Be at the forefront: Clients not only benefit from the security of their assets but also gain access to a suite of additional options within our ecosystem. One example: staked ETH as collateral. The feature allows clients to stake assets while concurrently processing redemptions. It’s a game-changer, especially for those clients exploring the option of borrowing ETH to expedite redemptions, particularly when facing extended lock-up periods.  

Beyond custody, Zodia Custody’s ecosystem extends to include Interchange Connect for seamless connectivity, staking facilitation offering potential yield generation rewards on locked assets, and Zodia Protect ensuring hyper-secure storage of assets.
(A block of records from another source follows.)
PR #182, opened 2019-06-11
(PUP-9747) Relax validation for bolt

DavidS:
This is an initial draft of the solution. Still needs tests and validation.

### DIFF
--- a/lib/puppet/resource_api/transport.rb
+++ b/lib/puppet/resource_api/transport.rb
@@ -53,6 +53,11 @@ module Puppet::ResourceApi::Transport
         environment: current_environment,
       }
     end
+
+    if connection_info.key?(:"remote-transport")
+      clean_bolt_attributes(transport_schema, connection_info)
+    end
+
     message_prefix = 'The connection info provided does not match the Transport Schema'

This strategic approach not only safeguards assets but also opens doors to a diverse range of possibilities for clients. 

The beginning of a new phase 

The launch of BlackRock’s Bitcoin ETF signals a turning point in the financial services landscape, validating the conviction that digital assets are an integral part of the industry. It’s not just about embracing digital assets; it’s about simplifying the path for institutional investors to access this transformative asset class without the complexities of direct bitcoin ownership. 

As the industry embarks on this exciting new phase, custodians like Zodia Custody are not just protectors of assets, they are architects of opportunity. The future belongs to those who can seamlessly navigate the evolving landscape.